In 2022, House Bill 1358 required officials to hire state-certified workers to test fixtures for lead at all public elementary schools, day care facilities and family child care homes on or before May 31, 2023. If state funding becomes available, middle school leaders are required to abide by that same requirement on or before Nov. 30.

Within 30 days of receiving those test results, the schools and child care facilities must publish those findings and any lead remediation plans on their websites, report the results to the Water Quality Control Commission and comply with many other safety requirements listed in the 2022 law.

If a test result shows a drinking water source has lead levels at 5 parts per billion or more, a child care center or school must notify all employees and childrens’ guardians and shut off that drinking water source until it is replaced or remediated, according to House Bill 1358, which allocated millions of dollars from the state’s general fund to help reimburse school districts for the remediation work.

The elementary schools and licensed day care facilities that were required to test for lead under House Bill 1358 teach or take care of almost ​​600,000 kids across Colorado.

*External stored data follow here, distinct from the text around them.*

PR #4849, opened 2026-03-09
fix: Folder tree drag error

shaohuzhang1:
fix: Folder tree drag error

### DIFF
--- a/ui/src/components/folder-tree/index.vue
+++ b/ui/src/components/folder-tree/index.vue
@@ -460,7 +460,7 @@ const handleDrop = (draggingNode: any, dropNode: any, dropType: string, ev: Drag
     folderApi
       .putFolder(dragData.id, props.source, obj, loading)
       .then(() => {
-        sortAfterDrop(dragData, dropData, dropType, newParentId)
+        emit('refreshTree')
 
         MsgSuccess(t('common.saveSuccess'))
       })


ui/src/components/folder-tree/index.vue
```diff
@@ -460,7 +460,7 @@ const handleDrop = (draggingNode: any, dropNode: any, dropType: string, ev: Drag
     folderApi
       .putFolder(dragData.id, props.source, obj, loading)
       .then(() => {
-        sortAfterDrop(dragData, dropData, dropType, newParentId)
+        emit('refreshTree')
 
         MsgSuccess(t('common.saveSuccess'))
       })
```
shaohuzhang1, line 466: The code provided appears to be handling a drag-and-drop operation within an application where files or folders are being moved from one location to another. Several points can be considered:

1. **Code Suggestion**: Consider using `await` before calling asynchronous methods like `folderApi`. This can make the code more readable and easier to debug. For example:
   ```typescript
   await folderApi.putFolder(dragData.id, props.source, obj, loading);
   ```

2. **Potential Issues**:
   - If `sortAfterDrop` fails due to some reason but `MsgSuccess` is still called, it might leave the user unsure about the outcome of their action.
   - Not handling errors properly could lead to silent failures if something goes wrong.

   - Ensure that all functions involved (e.g., `handleDrop`, `emit` function) are already defined before they are used inside this block. Otherwise, you will get runtime errors.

The number of fixtures in the 10 largest school districts that had fixtures with lead levels at 5 parts per billion or more varied across the state, ranging from zero fixtures in one school district to hundreds in others, according to the CoPIRG report, which analyzed statewide data pulled on May 1.

Aurora Public Schools, Denver Public Schools, Cherry Creek Public Schools and Jeffco Public Schools were among the 10 largest school districts with the highest percentage of fixtures with lead remediation work reported as still underway, according to the CoPIRG report, which analyzes statewide data it pulled on May 1.

Those school districts still needed to remediate more than 70% of their contaminated fixtures on that date, according to the report.

Adams County School District 12, Poudre School District and the Boulder Valley School District had successfully remediated more than half of the tainted fixtures that required remediation by May 1, according to the report.